Notes on the SSH3 plugin system

[EthanHeilman]

The SSH3 authentication plugin system was introduced in https://github.com/francoismichel/ssh3/pull/135

SSH3 uses init to enable a plugin to register itself as an server or client side auth plugin.

• Client side auth plugin is how the client adds its authentication to a request
• Server side auth plugin is how the server checks the authentication the client added (server side auth is not how the server authenticates itself to the client)
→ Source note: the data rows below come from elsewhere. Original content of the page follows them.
PR #3053, opened 2024-09-10
Add pkg:mix dependency

craiglabenz:
Adds `mix` dependency


craiglabenz:
Apparently I added `mix` to the wrong pubspec file, as it depends on Flutter but `dart_services` apparently does not

parlough (approved):
After chatting separately, I went ahead and added `package:mix` to the template and regenerated the deps files.

Looks good to me assuming @johnpryan is ok with the additional package support :)

johnpryan (approved):
LGTM, although I'm not too familiar with how `mix` uses `package:build` - do we have a sample app we can use to test and verify that the core functionality works?

PR #152, opened 2020-01-23
Clean up modelconverter

Tombana:
Small cleanup of modelconverter.

- Prints note for how to use the MLIR converter.
- Adds `compat.v1` converter to be able to use attributes (needed later for int8)
- Makes it easier to add different conversion methods.


arashb:
@lgeiger do you still think we need this PR?

Tombana:
I think this can be closed and removed.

How SSH3 authenticates with ssh keys

Should be a fairly simple to add since the existing plugin uses ssh keys. SSH3 creates a JWT called token:

token := jwt.NewWithClaims(signingMethod, jwt.MapClaims{
  "iss":       username,
  "iat":       jwt.NewNumericDate(time.Now()),
  "exp":       jwt.NewNumericDate(time.Now().Add(10 * time.Second)),
  "sub":       "ssh3",
  "aud":       "unused",
  "client_id": fmt.Sprintf("ssh3-%s", username),
  "jti":       b64ConvID,
})
signedString, err := token.SignedString(key)

where key is the ssh key and b64ConvID is the conversation id. They then set the JWT as the HTTP Authorization header. As the conversation id is unpredictable and set by the server this JWT acts as a POP (Proof of Possession) of the ssh key.

How to add OpenPubkey as a plugin

We can almost completely reuse this pattern in OpenPubkey.

Create JWT that includes PK Token and is signed with user's signing key.

The main unknown is how to determine which identity and OpenID Providers to trust. This is likely already solved in SSH3 as it supports OIDC. I just need to figure out how SSH3 does this.